The article compares three architectures: dense, MoE (Mixture of Experts), and Hybrid (hybrid model). MoE uses less computation to achieve greater capacity through sparse activation (only activating some "experts"), but has extremely high memory usage. Hybrid (such as Mamba) solves the computational bottleneck of Transformers in long contexts through linear attention or SSM. SmolLM3 adheres to the dense architecture due to its "edge deployment" goal (memory-constrained).

Subsequently, the article turns to the often underestimated Tokenizer. Choosing a tokenizer involves the vocabulary size (affecting the compression rate and the size of the embedding matrix) and the algorithm (BPE is the most commonly used).

The article introduces "Fertility" (average number of Tokens per word) and "consecutive word ratio" as evaluation metrics. By comparing Llama3, Gemma3, Qwen3, etc., SmolLM3 finally chooses the 128k vocabulary of Llama3 because it strikes the best balance between the target language and the model size.

Next, the article explores the core elements that determine the training process: optimizer, learning rate, and batch size.

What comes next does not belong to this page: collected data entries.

PR #1161, opened 2024-09-09
Don't use workId if it is -1

darrell-k:
While testing works search performance, noticed that I broke things in my last PR.

### DIFF
--- a/Slim/Control/Queries.pm
+++ b/Slim/Control/Queries.pm
@@ -4624,6 +4624,7 @@ sub yearsQuery {
 
 sub worksQuery {
 	my $request = shift;
+$log->error("DK _params=" . Data::Dump::dump($request->{_params}));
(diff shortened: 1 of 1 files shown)


michaelherger:
Thanks for that! Is there more to come?

darrell-k:
I'm simplifying the SQL in worksQuery, certainly for the search, and looking into other improvements. That will be a separate PR, though.

darrell-k:
What does the "Closed with unmerged commits" message mean?

michaelherger:
Instead of asking you to remove the debug line and changing from `ne '-1'` to numerical `!= -1` I thought I'd let you concentrate on the other fixes and do this myself. I hope that's ok.

darrell-k:
No problem. Thanks.

Issue #1138, opened 2024-07-23
Add all songs from search not working


Duberry:
When selecting on the 'add' or 'play' links at the top of a search result, only the first track returned is added to the currently selected devices playlist.

![image](https://github.com/user-attachments/assets/77ab8cc9-1fa6-420c-89e7-6796132df68c)

![image](https://github.com/user-attachments/assets/e378126a-0c34-4cc2-a31e-d28f0f6c6e9c)

michaelherger:
Hmm... I'm seeing a different behaviour: LMS would add _all_ my library... How exactly did you get to this screen? What LMS version is this?

darrell-k:
I did some work in this area, at least for LMS 9.0. So depending of the version @Duberry is running, I've either fixed it or broken it...

Duberry:
I'm on 8.5.2. I'm happy to install the 9.0.0 development build to check it out if you can give some sort of confidence measure that it's more-or-less usable, or won't FUBAR everything. I use LMS daily.

Duberry:
Updated to 9.0.0 development build. 

The behaviour persists. When I search within the 'Songs' search option, selecting the 'play' icon on the 'All Songs' top line results in only the first search return being added to the active players playlist.

I apologise for being unable to assist with much in the way of debugging. I'm an experienced LAMP / JavaScript developer and used to write a lot of Perl code decades ago, but the Lyrion codebase and trying to figure out how it all fits together makes my brain hurt.

Update from 8.5.3 to 9.0.0 was glitch free on Linux migration from Ubuntu repository logitechmediaserver package to installation of the .deb using dpkg. Removed logitechmediaserver  first then installed lyrion 9.0.0. Database and plug-ins all persisted.

michaelherger:
I can only confirm so far that it's broken for me too. But I'd actually get the first two items - in reversed order...

darrell-k:
Whereas I get nothing at all added to the playlist. I'm debugging it...

Duberry:
I'm keeping an eye on the nightlies and I can see changes being made to the search source. Updated and still the same behaviour, let me know if you need any testing.

darrell-k:
Got diverted to the search performance issue, looking at this again now.

darrell-k:
OK, I know what's going on here. A search for songs will use the fulltextsearch, so for example a search for "Elvis Costello" returns me a list of all songs featuring Elvis Costello.

[...]

PR #1167, opened 2024-09-16
Issue #1138 add all songs

darrell-k:


michaelherger (approved):
Wow! Great job! That looks amazingly simple 😃. Thanks!

darrell-k:
Worth backporting to 8.5?

michaelherger:
I'd rather concentrate on getting LMS 9 out the door... It's been broken forever, and nobody noticed before. It's not a big problem, is it?

darrell-k:
Fair enough. When do you think 9.0 will be released? I would appreciate a few weeks notice so I can make sure outstanding requests on the works side are completed.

The article points out that directly borrowing the hyperparameters of other models is simple but may not be optimal because these values are optimized for specific architectures, data, and constraints.

Finally, it reviews the classic trade-off between model scale (number of parameters N) and data volume (number of Tokens D).

The Art of Data Management

This part details the "art of data curation", emphasizing that in LLM training, data is the key factor determining what the model "learns", and its importance even exceeds the model architecture.

The model architecture determines how the model learns, while the data determines what the model learns. If the data quality is poor or the "mixing ratio" is inappropriate, no good architecture or hyperparameters can save the situation.

The article points out that building an excellent dataset is not just about collecting good data but designing a training mix.

For example, excessively increasing the proportion of code data ("upsampling") will implicitly reduce the proportion of other data, which may damage the model's general ability.

In addition, for extremely long training like SmolLM3, which requires 11T Tokens, using only "the highest quality" data will lead to serious data duplication, which is harmful to model performance.

To solve these balance problems, modern LLM training has evolved from "static mixing" (such as GPT - 3) to multi-stage training (such as Llama3, SmolLM2). This method dynamically changes the data mixing ratio during the training process.

The core insight is that the final behavior of the model is deeply influenced by the data it sees at the end of training. Therefore, the strategy is:

  • In the early stage of training, use rich, diverse but slightly lower-quality data (such as web text).
  • At the end of training (especially in the "annealing stage" of learning rate decay), introduce scarce, high-quality data (such as professional mathematics and code datasets) to maximize its influence.